Exhibition

  • Floating Monuments: Mecca Flats
    Jeremiah Hulsebos-Spofford, Faheem Majeed, Andrew Schachman, and Avery R. Young
    Curators
    Chicago Park District, Chicago
    Jul to Sep 2023
  • GRANTEE
    Floating Museum
    GRANT YEAR
    2022

Concept sketch for "Floating Monuments: Mecca Flats," 2022. Courtesy Floating Museum

Floating Monuments: Mecca Flats is an inflatable architectural monument that conjures up themes of erasure and disinvestment on Chicago’s South and West Sides while celebrating Chicago’s Black Renaissance. Mecca Flats was originally built for white residents during the 1882 Worlds fair and was desegregated in the first half of the twentieth century, becoming a major gathering site for the Chicago Black Renaissance. It was demolished in 1952 to build Illinois Institute of Technology’s Crown Hall. By using a deployable sculpture at an architectural scale across multiple Chicago Park District sites, the project seeks to explore what it means to conjure up the ghosts of past architecture through a complicated monument that intersects with histories of colonialism, capitalism, urban planning, cultural production, and a contested building envelope. The piece shows how an interdisciplinary project can blur the lines between architecture, sculpture, performance, and institutional partnerships to model a pluralistic approach to monumentality.

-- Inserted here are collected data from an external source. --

PR #1256, opened 2018-08-29
Ui improvements

janno42:
A couple of random UI improvements. See commit messages for details.

### DIFF
--- a/evap/contributor/views.py
+++ b/evap/contributor/views.py
@@ -8,7 +8,7 @@ from django.db import IntegrityError, transaction
 from evap.contributor.forms import CourseForm, DelegatesForm, EditorContributionForm
 from evap.evaluation.auth import contributor_or_delegate_required, editor_or_delegate_required, editor_required
 from evap.evaluation.models import Contribution, Course, Semester
-from evap.evaluation.tools import STATES_ORDERED, sort_formset
+from evap.evaluation.tools import get_parameter_from_url_or_session, STATES_ORDERED, sort_formset
 from evap.results.tools import calculate_average_distribution, distribution_to_grade
 from evap.staff.forms import ContributionFormSet
 from evap.student.views import get_valid_form_groups_or_render_vote_page
@@ -17,17 +17,21 @@ from evap.student.views import get_valid_form_groups_or_render_vote_page
 @contributor_or_delegate_required
 def index(request):
     user = request.user
+    show_delegated = get_parameter_from_url_or_session(request, "show_delegated", True)
 
     contributor_visible_states = ['prepared', 'editor_approved', 'approved', 'in_evaluation', 'evaluated', 'reviewed', 'published']
     own_courses = Course.objects.filter(contributions__contributor=user, state__in=contributor_visible_states)
 
-    represented_users = user.represented_users.all()
-    delegated_courses = Course.objects.exclude(id__in=own_courses).filter(contributions__can_edit=True, contributions__contributor__in=represented_users, state__in=contributor_visible_states)
+    displayed_courses = list(own_courses)
+    if show_delegated:
+        represented_users = user.represented_users.all()
+        delegated_courses = Course.objects.exclude(id__in=own_courses).filter(contributions__can_edit=True, contributions__contributor__in=represented_users, state__in=contributor_visible_states)
+        for course in delegated_courses:
+            course.delegated_course = True
+        displayed_courses += list(delegated_courses)
+    displayed_courses.sort(key=lambda course: list(STATES_ORDERED.keys()).index(course.state))
 
-    all_courses = list(own_courses) + list(delegated_courses)
-    all_courses.sort(key=lambda course: list(STATES_ORDERED.keys()).index(course.state))
-
-    for course in all_courses:
+    for course in displayed_courses:
         course.distribution = calculate_average_distribution(course)
         course.avg_grade = distribution_to_grade(course.distribution)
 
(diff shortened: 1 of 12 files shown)


evap/results/templates/results_index_course.html
```diff
@@ -22,7 +22,7 @@
                 <span data-toggle="tooltip" data-placement="top" class="fas fa-chart-bar icon-yellow" title="{% trans 'Results not yet published' %}"></span>
             {% endif %}
         {% endif %}
-        <span class="course-name">{{ course.name }}</span>
+        <span class="course-name">{{ course.name }}{% if course.is_single_result %} ({{ course.vote_start_datetime|date:"Y-m-d" }}){% endif %}</span>
```
karyon: you should be able to leave out the parameter to `date`, the default is `DATE_FORMAT`, which is exactly what you wrote there.

evap/evaluation/templates/base.html
```diff
@@ -97,13 +97,17 @@
...
             language: "{{ LANGUAGE_CODE }}",
             placeholder: "{% trans 'Please select...' %}",
-            minimumResultsForSearch: 15,});
+            minimumResultsForSearch: 15,
+            minimumInputLength: minimumInput ? 3 : 0
+        });
     };
-    applySelect2($('select').not('.form-template select').not('[disabled]'));
+    $('select').not('.form-template select').not('[disabled]').each(function() {
+        applySelect2($(this), $(this).children('option').length > 50);
```
karyon: since the parameter is set only here, i would inline that.

evap/evaluation/tools.py
```diff
@@ -134,3 +134,13 @@ def get_due_courses_for_user(user):
...
+
+
+def get_parameter_from_url_or_session(request, parameter):
+    result = request.GET.get(parameter, None)
+    if result is None:  # if no parameter is given take session value
+        result = request.session.get(parameter, False)  # defaults to False if no session value exists
+    else:
+        result = {'true': True, 'false': False}.get(result.lower())  # convert parameter to boolean
+    request.session[parameter] = result  # store value for session
+    return result
```
karyon: you can squash that into the next commit, it's a really trivial refactoring.

karyon: ...disregard that, i missed the changes in the next commit.

janno42:
About hiding delegated courses: Some users (like me) have a huge list of courses on the contributor index page because they are set as delegates. That is perfectly acceptable when preparing the evaluation for all these courses. But when I'm just looking for my own evaluation results, a filtered list is quite nice because I can then get a fast overview and much faster find which courses are really my "Own courses".

We could also introduce a "delegation mode" similar to what we're planning for staff, but that's probably way too much overhead.

evap/results/templates/results_index_course.html
janno42: leaving that out returns `yyyy-MM-dd HH:mm`

evap/evaluation/templates/base.html
janno42: like how?

janno42: ah, i think i know what you mean.

karyon: i'm not quite sure what you're asking, i was thinking something like `minimumInputLength: elem..children('option').length > 50 ? 3 : 0`

actually, if i understand correctly, without that you'd be introducing a bug. `applySelect2` is called e.g. when adding a form to the contribution formset on the course edit page, and the added forms would have a `minimumInputLength` of 0 while the initially visible forms would have set that to 3.

evap/results/templates/results_index_course.html
karyon: that is weird. https://docs.djangoproject.com/en/2.1/ref/templates/builtins/#date says `When used without a format string, the DATE_FORMAT format specifier is used`, and from a quick glance at the code, it does just that. could you investigate?

janno42: it's not a date, but a datetime ;)

karyon: yes, but the `date` filter does not care as far as i can see.

evap/evaluation/templates/base.html
karyon: does that still work when calling `applySelect2` with a single element like when adding a form?

janno42: yes. e.g., on the course edit page i can add additional contributors and the selection field there still requires three characters to be typed before showing options.

evap/contributor/views.py
```diff
@@ -17,17 +17,20 @@
...
     own_courses = Course.objects.filter(contributions__contributor=user, state__in=contributor_visible_states)
 
     represented_users = user.represented_users.all()
     delegated_courses = Course.objects.exclude(id__in=own_courses).filter(contributions__can_edit=True, contributions__contributor__in=represented_users, state__in=contributor_visible_states)
 
-    all_courses = list(own_courses) + list(delegated_courses)
-    all_courses.sort(key=lambda course: list(STATES_ORDERED.keys()).index(course.state))
+    displayed_courses = list(own_courses)
+    if show_delegated:
+        displayed_courses += list(delegated_courses)
```
karyon: right now, if the user chose to not show delegated courses, you are still getting them only to check in the template whether any such course exists.
i'd move the `delegated_courses` here and check whether the user `is_delegate` in the template.

janno42: done and i completely removed the delegated courses from the template data by adding an attribute to the delegated courses.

Jeremiah Hulsebos-Spofford is a visual artist and assistant professor of sculpture at Indiana University Northwest. His work has been shown at the Museum of Contemporary Art Chicago, the Arts Club of Chicago, the American Academy of Arts and Letters (NYC), UC San Diego Art Gallery, Glass Curtain Gallery, and Hyde Park Art Center, among other spaces.  He has held fellowships and done residencies at the Sculpture Space, the MacDowell Colony, Vermont Studio Center, the Brown Foundation Program at the Dora Maar House, the American Academy in Rome, and the Skowhegan School of Sculpture and Painting.  His work has been supported by grants from the Foundation for Contemporary Arts, the Harpo Foundation, the Propeller Fund, the Chauncey and Marion Deering McCormick Foundation, the Field Foundation, an Illinois Arts Council Fellowship, the Joyce Foundation, the Gaylord and Dorothy Donnelley Foundation, an Indiana University Presidential Arts Fellowship, and a Fulbright Fellowship in Sicily. Selected reviews of his projects have appeared in Artforum, Sculpture Magazine, Hyperallergic, and the Chicago Tribune.

Faheem Majeed is an artist, educator, curator, and community facilitator. He blends his unique experience as a nonprofit administrator, curator, and artist to create works that focus on institutional critique and exhibitions that leverage collaboration to engage his immediate, and the broader community, in meaningful dialogue. Majeed received his bachelor of fine arts degree from Howard University and his MFA from the University of Illinois at Chicago (UIC).

Andrew Schachman designs environments, infrastructures, and installations. He is the executive codirector of two organizations that are experimental spaces for delivering arts and culture within existing metropolitan networks: Floating Museum and Fieldwork Collaborative Projects. Trained as an architect, he designed and managed projects for the offices of Zaha Hadid, Perkins and Will, Carol Ross Barney, and Doug Garofalo. His projects have received numerous awards, including the Distinguished Building Award from the American Institute of Architects and the Richard H. Driehaus Foundation Award for Architectural Excellence in Community Design. As Principal of Studio Andrew Schachman, he recently completed the design for the Palais de Tokyo’s exhibition, Singing Stones, in the roundhouse of the DuSable Museum of African American History. Schachman is a lecturer in urban design at the University of Chicago.

Best known as a poet, songwriter, and performer, multi-disciplinary artist Avery R. Young is also an award-winning teaching artist who mentors youths in the crafts of creative writing and theater. He has been an Arts and Public Life Artist-In-Residence at the University of Chicago and has written curriculum for Columbia College Chicago, Young Leeds Authors, True Star Magazine, and Chicago Public Schools Art Integration Department. Young’s poems and essays on HIV awareness, misogyny, race records, and art integration have been published in The BreakBeat PoetsThe Golden Shovel Anthology: New Poems Honoring Gwendolyn BrooksAIMPrint, and other anthologies.

Floating Museum is an arts collective that creates new models exploring relationships between art, community, architecture, and public institutions. Using site-responsive art, design, and programming we explore the potential in these relationships, considering the infrastructure, history, and aesthetics of a space. Floating Museum is codirected by Avery R. Young, Andrew Schachman, Faheem Majeed, and Jeremiah Hulsebos-Spofford.